Marty Quinn and his Cliftonville squad celebrate in the dressing room after the club won the Irish League title for the first time in 88 years
The Irish News Archive

Irish Soccer Review 1998

A DISAPPOINTING start to the 1997/98 season gave little cause for optimism in the Cliftonville dressing room. Nine months and a nerve-wracking April afternoon at Solitude later Marty Quinn’s men were celebrating the first league triumph in 88 years....

Reflecting on a dramatic season, there was an occasion when Marty Quinn almost lost it. He nearly choked on his words while puffing a fag in a Belfast hotel.

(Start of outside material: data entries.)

Issue #39, opened 2025-02-07
Dynamically Configurable ThreadPool sizes


allenss-amazon:
Making the threadpool sizes dynamically configurable would be a huge boon development testing and characterization.

dpbnasika:
hey @allenss-amazon , i would like to work on this.

allenss-amazon:
Go for it! Having this as a feature will really help developers. There's all sorts of testing situations where being able to dynamically change the # of threads is really helpful.

yairgott:
One of the drawback of dynamically adjusting the thread pool size is that it involve more complication and potentially more contention. 

I would like to better understand the use-case when it's expected to be useful.

allenss-amazon:
Performance measurement and tuning. I've often found that when investing a problem that's live an persisting that by manipulating the # of thread and their mutual priority that either the situation resolved OR a better understanding of the problem is obtained.

dpbnasika:
@allenss-amazon i have gone through the source, is this where it is hardcoded?. and do we need this to dynamically configure?.

`struct Parameters {
  int reader_threads{10};
  int writer_threads{30};
  std::optional<int> threads;
  bool use_coordinator{false};
  std::optional<std::string> log_level;
};`

but i would like to have a bit intro to the dev environment, perhaps, in the call i would also like to join on wednesday, as i am very new to this project and would like to understand the workflow and get a basic understanding of the project. would that be fine?.

allenss-amazon:
I believe that those are where the default values are set. I believe that those can be overridden at module load time.

You're welcome to join the wednesday call.

dpbnasika:
@yairgott we could close this too i think!

PR #126, opened 2025-05-16
Dynamic thread pool

eifrah-aws:
Extended `ThreadPool` class with a "Resize" method
which allows the caller to increase or reduce the
thread count at runtime. In order to reduce the thread count,
the ThreadPool class associates a metadata per running thread `Thread`
the thread, within its "main" loop, checks if it was signaled to exit.

If it does, than the thread leaves its main loop while moving itself to
a "pending join" queue. The idea is that at given interval (using existing
timer events) the engine will periodically call `ThreadPool::JoinTerminatedWorkers`
to join threads that were exit. 

The default `ThreadPool::JoinWorkers` now internally also calls `ThreadPool::JoinTerminatedWorkers`

Fixed flaky ThreadPool.priority test

Added new `Vector<T>` class which is a thread-safe wrapper around `std::vector` and provides convenience methods such as `PopIf(predicate)`, `PopBackMulti(..)` and `ClearWithCallback(cb)`

Related issue: https://github.com/valkey-io/valkey-search/issues/39

### DIFF
--- a/vmsdk/src/thread_pool.cc
+++ b/vmsdk/src/thread_pool.cc
@@ -33,6 +33,7 @@
 #include <cstddef>
 #include <memory>
 #include <numeric>
+#include <ranges>
 #include <string>
 #include <utility>
 
@@ -44,9 +45,24 @@
 #include "absl/synchronization/mutex.h"
 namespace {
 
+class ThreadRunContext {
+ public:
+  ThreadRunContext(vmsdk::ThreadPool *pool,
+                   std::shared_ptr<vmsdk::ThreadPool::Thread> data)
+      : pool_{pool}, thread_{data} {}
+
+  vmsdk::ThreadPool *GetPool() { return pool_; }
+  std::shared_ptr<vmsdk::ThreadPool::Thread> GetThread() { return thread_; }
+
+ private:
+  vmsdk::ThreadPool *pool_ = nullptr;
+  std::shared_ptr<vmsdk::ThreadPool::Thread> thread_ = nullptr;
+};
+
 void *RunWorkerThread(void *arg) {
-  vmsdk::ThreadPool *pool = static_cast<vmsdk::ThreadPool *>(arg);
-  pool->WorkerThread();
+  ThreadRunContext *ctx = static_cast<ThreadRunContext *>(arg);
+  ctx->GetPool()->WorkerThread(ctx->GetThread());
+  delete ctx;  // shallow delete
   return nullptr;
 }
 }  // namespace
@@ -54,19 +70,14 @@ void *RunWorkerThread(void *arg) {
 namespace vmsdk {
 
 ThreadPool::ThreadPool(const std::string &name_prefix, size_t num_threads)
-    : threads_(num_threads),
+    : initial_thread_count_(num_threads),
       priority_tasks_(static_cast<int>(ThreadPool::Priority::kMax) + 1),
       name_prefix_(name_prefix) {}
 
 void ThreadPool::StartWorkers() {
   CHECK(!started_);
   started_ = true;
-  for (size_t i = 0; i < threads_.size(); ++i) {
-    pthread_create(&threads_[i], nullptr, RunWorkerThread, this);
-#ifndef __APPLE__
-    pthread_setname_np(threads_[i], (name_prefix_ + std::to_string(i)).c_str());
-#endif
-  }
+  IncrThreadCountBy(initial_thread_count_);
 }
 
 bool ThreadPool::Schedule(absl::AnyInvocable<void()> task, Priority priority) {
@@ -106,13 +117,17 @@ void ThreadPool::JoinWorkers() {
     }
     suspend_workers_ = false;
   }
-  if (!started_) {
-    return;
-  }
-  for (auto thread : threads_) {
-    pthread_join(thread, nullptr);
-  }
+
+  threads_.ClearWithCallback(
+      [](auto thread) { pthread_join(thread->thread_id, nullptr); });
   started_ = false;
+
+  JoinTerminatedWorkers();
+}
+
+void ThreadPool::JoinTerminatedWorkers() {
+  pending_join_threads_.ClearWithCallback(
+      [](auto thread) { pthread_join(thread->thread_id, nullptr); });
 }
 
 absl::Status ThreadPool::SuspendWorkers() {
@@ -132,7 +147,7 @@ absl::Status ThreadPool::SuspendWorkers() {
     }
     suspend_workers_ = true;
     blocking_refcount_ =
-        std::make_unique<absl::BlockingCounter>(threads_.size());
+        std::make_unique<absl::BlockingCounter>(threads_.Size());
     condition_.SignalAll();
   }
   blocking_refcount_->Wait();
@@ -154,7 +169,7 @@ absl::Status ThreadPool::ResumeWorkers() {
     }
     suspend_workers_ = false;
     blocking_refcount_ =
-        std::make_unique<absl::BlockingCounter>(threads_.size());
+        std::make_unique<absl::BlockingCounter>(threads_.Size());
   }
 
   blocking_refcount_->Wait();
@@ -176,7 +191,7 @@ void ThreadPool::AwaitSuspensionCleared()
   }
 }
 
-void ThreadPool::WorkerThread() {
+void ThreadPool::WorkerThread(std::shared_ptr<Thread> thread) {
   while (true) {
     absl::AnyInvocable<void()> task;
     {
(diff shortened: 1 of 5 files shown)


vmsdk/src/thread_pool.cc
```diff
@@ -44,29 +45,39 @@
 #include "absl/synchronization/mutex.h"
 namespace {
 
+class ThreadRunContext {
+ public:
+  ThreadRunContext(vmsdk::ThreadPool *pool,
+                   std::shared_ptr<vmsdk::ThreadPool::Thread> data)
```
allenss-amazon: data -> thread

vmsdk/src/vector.h
```diff
@@ -0,0 +1,86 @@
...
+#include <optional>
+#include <vector>
+
+#include "absl/algorithm/container.h"
+#include "absl/synchronization/mutex.h"
+
+/// A thread safe vector protected by a mutex
+namespace vmsdk {
+template <typename T>
+class Vector {
```
allenss-amazon: Nit: I'd call this something more descriptive, like ThreadSafeVector.

allenss-amazon (commented):
A couple of naming nits, otherwise it looks good to me.

allenss-amazon (approved):

vmsdk/src/thread_pool.cc
```diff
@@ -44,29 +45,39 @@
...
+  ThreadRunContext(vmsdk::ThreadPool *pool,
+                   std::shared_ptr<vmsdk::ThreadPool::Thread> thread)
+      : pool_{pool}, thread_{thread} {}
+
+  vmsdk::ThreadPool *GetPool() { return pool_; }
+  std::shared_ptr<vmsdk::ThreadPool::Thread> GetThread() { return thread_; }
+
+ private:
+  vmsdk::ThreadPool *pool_ = nullptr;
+  std::shared_ptr<vmsdk::ThreadPool::Thread> thread_ = nullptr;
```
yairgott, line 59: Assigning nullptr here is redundant.

vmsdk/src/thread_pool.h
```diff
@@ -66,14 +76,48 @@ class ThreadPool {
...
+  /// Resize the pool size to `count` threads. If `wait_for_resize` is `true`,
+  /// this method waits for resize operation to complete, otherwise, the resize
+  /// operation is done asynchronously.
+  void Resize(size_t count, bool wait_for_resize = false);
+
+  /// A struct representing a worker thread
+  struct Thread {
+    bool IsShutdown() const { return shutdown_flag.load(); }
+    void Shutdown(absl::AnyInvocable<void()> callback = nullptr) {
+      if (callback != nullptr) {
```
yairgott, line 94: This if statement seems redundant

vmsdk/src/thread_pool.h
```diff
@@ -66,14 +76,48 @@ class ThreadPool {
...
+      if (shutdown_callback.has_value()) {
+        (*shutdown_callback)();
+      }
+    }
+
+    pthread_t thread_id = 0;
+    std::atomic_bool shutdown_flag = false;
+    /// If not null, the thread will call this callback when it exits via the
+    /// shutdown_flag
+    std::optional<absl::AnyInvocable<void()>> shutdown_callback = std::nullopt;
```
yairgott, line 111: Assigning std::nullopt is redundant

vmsdk/src/thread_safe_vector.h
```diff
@@ -0,0 +1,86 @@
...
+    }
+    vec_.clear();
+  }
+
+  /// This is the same as calling `ClearWithCallback()` with `nullptr` as the
+  /// callback
+  void Clear() { ClearWithCallback(nullptr); }
+
+ private:
+  std::vector<T> vec_;
```
yairgott, line 83: use ABSL_GUARDED_BY(mutex_)

vmsdk/src/thread_safe_vector.h
```diff
@@ -0,0 +1,86 @@
...
+  absl::Mutex mutex_;
```
yairgott, line 84: should be declared as mutable

vmsdk/src/thread_safe_vector.h
```diff
@@ -0,0 +1,86 @@
+#pragma once
```
yairgott, line 1: why this class is needed? It seems to me that simply using std::vector with a mutex in ThreadPool would be better approach.

yairgott, line 1: Missing copyright header

vmsdk/src/thread_safe_vector.h
```diff
@@ -0,0 +1,86 @@
...
+  ThreadSafeVector(const ThreadSafeVector&) = delete;
+  ThreadSafeVector& operator=(const ThreadSafeVector&) = delete;
+  ThreadSafeVector() = default;
+
+  size_t Size() const { return vec_.size(); }
+  bool IsEmpty() const { return Size() == 0; }
+
+  /// Pop the first item that matches the predicate (starting from the top of
+  /// the list)
+  std::optional<T> PopIf(std::function<bool(T)> predicate) {
```
yairgott, line 27: Here and all the other functions where mutex_ is acquired, use ABSL_LOCKS_EXCLUDED(mutex_)

vmsdk/src/thread_pool.cc
```diff
@@ -176,15 +191,25 @@ void ThreadPool::AwaitSuspensionCleared()
...
       AwaitSuspensionCleared();
       auto condition = absl::Condition(this, &ThreadPool::QueueReady);
       while (!condition.Eval()) {
-        condition_.Wait(&queue_mutex_);
+        condition_.WaitWithTimeout(&queue_mutex_, absl::Seconds(1));
+        if (thread->IsShutdown()) {
+          thread->InvokeShutdownCallback();
+          // remove this thread from the threads list and place it in the
+          // pending join list
+          threads_.PopIf([thread](std::shared_ptr<Thread> t) {
```
yairgott, line 207: `thread` should be captured by reference.

vmsdk/src/thread_pool.cc
```diff
@@ -44,29 +45,39 @@
 #include "absl/synchronization/mutex.h"
 namespace {
 
+class ThreadRunContext {
+ public:
```
yairgott, line 49: copy constructor and assignment operator should be deleted.

vmsdk/src/thread_pool.h
```diff
@@ -66,14 +76,48 @@ class ThreadPool {
...
       ABSL_LOCKS_EXCLUDED(queue_mutex_);
-  void WorkerThread() ABSL_LOCKS_EXCLUDED(queue_mutex_);
+
+  /// Resize the pool size to `count` threads. If `wait_for_resize` is `true`,
+  /// this method waits for resize operation to complete, otherwise, the resize
+  /// operation is done asynchronously.
+  void Resize(size_t count, bool wait_for_resize = false);
+
+  /// A struct representing a worker thread
+  struct Thread {
```
yairgott, line 91: copy constructor and assignment operator should be deleted.

vmsdk/src/thread_safe_vector.h
```diff
@@ -0,0 +1,86 @@
...
+      for (auto& item : vec_) {
+        callback(item);
+      }
+    }
+    vec_.clear();
+  }
+
+  /// This is the same as calling `ClearWithCallback()` with `nullptr` as the
+  /// callback
+  void Clear() { ClearWithCallback(nullptr); }
```
yairgott, line 80: Is this needed?

vmsdk/src/thread_safe_vector.h
```diff
@@ -0,0 +1,86 @@
...
+namespace vmsdk {
+template <typename T>
+class ThreadSafeVector {
+ public:
+  // This type is neither copyable nor assignable.
+  ThreadSafeVector(const ThreadSafeVector&) = delete;
+  ThreadSafeVector& operator=(const ThreadSafeVector&) = delete;
+  ThreadSafeVector() = default;
+
+  size_t Size() const { return vec_.size(); }
```
yairgott, line 22: mutex should be acquired.

vmsdk/src/thread_safe_vector.h
yairgott, line 27: should use absl::AnyInvocable<...>

vmsdk/src/thread_safe_vector.h
eifrah-aws: A leftover from previous iteration. Will remove it

vmsdk/src/thread_safe_vector.h
eifrah-aws: IIRC, all `const` methods of any container in the STL can be accessed concurrently without locking.

vmsdk/src/thread_safe_vector.h
eifrah-aws: I tried it. It does not work with `std::find_if` (nor its absl equivalent `absl::c_find_if`)

vmsdk/src/thread_safe_vector.h
yairgott: hmm, AFAIK any const method should acquire at least a read mutex.

vmsdk/src/thread_safe_vector.h
yairgott: You might need to wrap those.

He finds it hard to describe the personal feeling of being the first Cliftonville manager to guide the club to league championship glory for 88 years.

He refuses to accept that someday, whether he be sitting in his retirement chair or playing football in the sky, Marty Quinn will become legend.

“I’m only doing a job, that’s how I see it. My job is to win trophies for Cliftonville Football Club, to win the Irish League.

“We have won the league but the job goes on. I want to win again and again,” he said.

On the opening day of the 1997/98 season, one Cliftonville ‘supporter’ could be heard chastising Marty Quinn and his team.

“Quinner, get them off, a shower of crap.”

Cliftonville were trailing 1-0 in the League Cup to B Division champions Chimney Corner.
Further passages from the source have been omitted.